The four latitude/longitude bounds are well suited to a bounding-box query that loads only the data within the area the user is looking at. For a Snowflake data source with latitude and longitude columns:

sql:v-pre
SELECT *
FROM SF_BAY_RESTAURANTS
WHERE LATITUDE BETWEEN {{ context.min_latitude }} AND {{ context.max_latitude }}
  AND LONGITUDE BETWEEN {{ context.min_longitude }} AND {{ context.max_longitude }}
The SQL Query Editor with a bounding-box query whose context.min_latitude, context.max_latitude, context.min_longitude, and context.max_longitude placeholders are highlighted in green

As the user pans and zooms, the bounds change. To pull data for the new view, add a Parameter Control component bound to context. A context control has no value input — it shows only a Reload button, which re-fetches every data source that references a context.* parameter using the current view.

A context-only Parameter Control card titled 'Reload data for current map view' with a single Reload button

Using parameters across multiple data sources

Parameters belong to the map as a whole, not to a single data source. Because every data source's query references parameters by name, the same parameter can be used in several queries at once.

For example, a city parameter could appear in a "stores" data source query and an "orders" data source query. When a viewer changes city and fetches data, both data sources reload with the same value. A single Parameter Control component is enough to drive every query that uses that parameter, keeping the whole map in sync.

Setting parameters from the URL

You can set parameter values directly in a map's URL using a query string, in the form ?name=value. This works for shared maps as well, which makes it easy to link someone to a map showing exactly the data you want them to see.

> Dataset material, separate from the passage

PR #769, opened 2018-04-02
Switch from using optparse to argparse for command line arguments

jdufresne:
The Python module optparse is deprecated and is no longer receiving updates. From the [Python documentation](https://docs.python.org/3/library/optparse.html):

> Deprecated since version 3.2: The optparse module is deprecated and will not be developed further; development will continue with the argparse module.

https://app.honeycombmaps.com/your-map?city=Portland

When the map loads, each URL value sets the current value of the matching parameter before the initial data is fetched, so the map opens already showing the requested data. A few details to keep in mind:

  • Only parameters that are already defined for the map are applied. URL values whose names don't match a defined parameter are ignored.
  • Date & time parameters expect an ISO 8601 value (for example 2026-05-14T13:45:00), URL-encoded so the colons are safe in a query string — for example ?as_of=2026-05-14T13%3A45%3A00.
  • Combine several parameters by separating them with &, for example ?city=Portland&category=cafe.

Managing parameters in Settings

Every parameter you create is also listed in the SQL Parameters section of the map's Settings menu. This section shows the same Type, Default value, and Current value information as the SQL editor panel (pictured above), giving you one place to review and adjust every parameter on the map without opening each data source's query.

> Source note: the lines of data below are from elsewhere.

PR #779, opened 2018-04-21
expand and re-order documentation index

cgoldberg:
this PR enhances the docs by:

* expands the index page entries in the Documentation
* re-orders the index so changelog is after third party tools

expanding the index is a huge improvement (IMO).

docs


aldenpeterson-wf:
👍

PR #783, opened 2018-04-25
Adding default dummy locustfile so masters can be run more easily

migueleliasweb:
With this running master in distributed mode becomes easier:
```bash
$ locust --master
```

Instead of:

```bash
$ locust --master -f /path/to/my/dummy_locustfile.py
```

When the user does not need to change any configurations to the master running in distributed mode, we should provide a simple dummy file.

### DIFF
--- a/locust/main.py
+++ b/locust/main.py
@@ -46,7 +46,7 @@ def parse_options():
         default="",
         help="Host to bind the web interface to. Defaults to '' (all interfaces)"
     )
-    
+
     parser.add_option(
         '-P', '--port', '--web-port',
         type="int",
@@ -54,7 +54,7 @@ def parse_options():
         default=8089,
         help="Port on which to run web host"
     )
-    
+
     parser.add_option(
         '-f', '--locustfile',
         dest='locustfile',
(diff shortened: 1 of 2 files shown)


mangatmodi:
Any decision on this one? Because
1. It doesn't make sense to give a locust file for Master. Master can be a aggregated single point of test log collection and coordination.
2. Adding a dummy file will at least make it standard and easy config for everyone.

cyberw:
I think it does make a lot of sense to be able to run master w/o a locustfile.

But for me it doesnt actually work unless I'm actually standing in the locust checkout, hardly what was intended, right? And the biggest issue is that it will also default to load this file when *not* running --master !

heyman:
On the one hand I do agree. It's not really needed currently. On the other hand removing it as a required parameter for the master, would make it impossible (without re-adding the `-f` requirement) for us to add functionality that requires that the master has knowledge of what code that the slaves are running.

cyberw:
Closing this PR. While the issue does deserve a fix, this solution doesnt really work.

Filters vs. SQL parameters

SQL parameters and filters both narrow down the data shown on the map, but they work at different stages and suit different tasks.

  • SQL parameters modify the query that runs against Snowflake. Changing a parameter fetches new data from the database, so updates take longer. Use parameters to control which data is pulled in the first place — for example, a single market or a specific time period — so you never load more than you need.
  • Filters are applied to data after it has loaded into Honeycomb Maps. Because they run on the client, they update instantly. Use filters for interactive analysis, letting viewers slice and explore the data that is already on the map.

A common pattern is to combine the two: use a SQL parameter to pull the relevant slice of a large table, then add filters so viewers can explore that slice without waiting for another query.

Best practices

  • Keep the shape of the data consistent. A parameter should change which rows a query returns, not which columns. Avoid using parameters to add, remove, or rename returned columns, or to otherwise alter the structure of the result. Layers and components expect the same columns each time data reloads, so a changing shape can break the map.
  • Use default values to cap large tables. Setting a sensible default value ensures a query never fetches an entire very large table — even before a viewer chooses a value, and after they click Reset, the default keeps the result set to a manageable size.